Я встряхнул головой, прогоняя тревогу, и с силой надавил на ржавую дверь. Она со скрипом поддалась, и я шагнул вперед, в темный безлюдный город. Волков бояться — в лес не ходить. Надеюсь, что аптека найдется где-нибудь неподалеку. Конечно, тогда я еще не знал, что мне той ночью действительно не следовало выходить. Ублюдки оказались правы.
Глава 2. Чудовища
Нога Мчатряна разболелась, реагируя на каждый пройденный шаг жуткой болью, каждый новый шаг — как выстрел в колено. Еще бы, он уже около двух часов на ногах, и прошел не меньше 5 километров. Уже довольно сильно углубившись в застройку.
Майор давно не гулял по пустынным ночным улицам. Здесь, среди холодных темных домов и их окон — пустых глазниц, которыми смотрел город, его прошиб холодный пот ужаса. Казалось, что город потерял самого себя, сошел с ума и спрятался за ширмами засохших тополей.
Периодически он звал собаку, но ее не было. При этом он вздрагивал при каждом шелесте, при каждом дуновении ветра. Пока что Бог миловал…
Теперь пришло время остановиться. Нога не давала выбора. Он еще брел по прямой широкой улице, опираясь на палку, но уже с надеждой искал взглядом достойное пристанище. Указатель говорил, что это была улица Ленина. Убежище… вот этот дом слишком мрачен, этот — совсем руина, скорее всего, был заброшенным еще до эпидемии. Еще в одном выломана дверь — тоже не годится. Наконец, он услышал стрекот на соседней улице и вбежал в первую же незапертую дверь.

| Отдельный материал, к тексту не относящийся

PR #6364, opened 2023-04-11
Add global.json to the JSONC files

Porges:
## Description

Specifies that `global.json` allows comments, per [its documentation](https://learn.microsoft.com/en-us/dotnet/core/tools/global-json#comments-in-appsettingsjson).

## Checklist:

  - [x] The new extension is used in ~~hundreds~~ tens-of-thousands of repositories on GitHub.com
      - https://github.com/search?type=code&auto_enroll=true&q=path%3A**%2Fglobal.json
      
    - Sample source(s):
      - me
    - Sample license(s):
       - public domain 

    - Sample source(s):
    - Sample license(s):
      
  - [ ] I have added a color
    - Hex value: `#RRGGBB`
    - Rationale: 

    - Sample source(s):
    - Sample license(s):

  - Old: [URL to grammar repo]
  - New: [URL to grammar repo]

    - [URL to public discussion]

### DIFF
--- a/lib/linguist/languages.yml
+++ b/lib/linguist/languages.yml
@@ -3136,6 +3136,7 @@ JSON with Comments:
   - ".jslintrc"
   - api-extractor.json
   - devcontainer.json
+  - global.json
   - jsconfig.json
   - language-configuration.json
   - tsconfig.json
--- a/samples/JSON with Comments/filenames/global.json
+++ b/samples/JSON with Comments/filenames/global.json
@@ -1,0 +1,7 @@
+{
+    "sdk": {
+        "version": "7.0.100",
+        // allows 7.0.xxx
+        "rollForward": "latestFeature"
+    }
+}


Alhadis:
This name strikes me as far too generic; `global.json` could refer to almost anything.

👎 from me, sorry.

Porges:
Is there a way to add an additional simple heuristic such as if the file contains the JSON key `"sdk"` it is very likely to be the `global.json` for .NET Core?

lildude:
I agree with @Alhadis here. This is waaaaay too generic to start making this JSONC for every instance of this file.

> Is there a way to add an additional simple heuristic such as if the file contains the JSON key `"sdk"` it is very likely to be the `global.json` for .NET Core?

Nope. Heuristics only consider files based on extensions, and I'm not sure it's worth extending the current generic extensions or heurstic implementations for files at this point as I don't think it would be that useful beyond maybe this filename. 

Another possible solution would be for a new strategy to detect JSON files with `//` and mark them as JSONC, like we do with XML, however this could be incredibly expensive as we'd need to scan the entire content of every single JSON file in a repo... and there are some _massive_ JSON files out there.

This is also making the assumption _all_ users will be .NET Core users, which you can't be certain of, so the heuristic would need to be more complex with broaching nigh on perfect matching due to the generic nature of this file.

As such, I think the best thing here is for peeps to use an override to force "JSON with Comments" if they need to use comments in `.json` files and don't like the red highlighting and they can't rename the extension to `.jsonc`. And yes, I know, Microsoft is notorious for abusing JSON for JSONC 😞.

Alhadis:
> Another possible solution would be for a new strategy to detect JSON files with `//` and mark them as JSONC, like we do with XML, however this could be incredibly expensive as we'd need to scan the entire content of every single JSON file in a repo... and there are some *massive* JSON files out there.

This solution suffers from the same issue that prohibits us from using one grammar/filetype for both JSON and JSONC files: it **assumes** that `.json` files containing `// …` lines are actually valid in the context of whatever application reads their contents. Obviously, this isn't something Linguist has any way of knowing, so the lesser evil is to force users to explicitly declare JSONC files that use `.json` extensions for some reason, rather than implicitly assuming `// …` is valid JSON _everywhere_.

Having said that, I'm gonna close this PR in favour of recommending [good ol' fashioned overrides](https://github.com/github/linguist/blob/master/docs/overrides.md#using-gitattributes):

~~~gitattributes
global.json linguist-language=JSONC
~~~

Вернее, две стеклянные двери одна за другой — какой-то офис или магазинчик. Едва он оказался внутри, за окном мелькнула тень. Значит, не показалось. Мчатрян лег на пол и пополз. С одной стороны, ползать в незнакомом месте было небезопасно и неприятно с санитарных соображений, с другой — это минимизировало риск попасться.
Он уперся в шкаф и приподнялся, поглядывая в окно. Стало понятно, что он находится в аптеке. Появилась идея, и он осторожно перерыл ящики. Нашел какой-то флакон и вскрыл его. В нос ударил мощный аромат спирта, трав и химии. Отлично. Он разбрызгал содержимое, заглушая свой запах. Вернулся к двери и подпер ее стулом.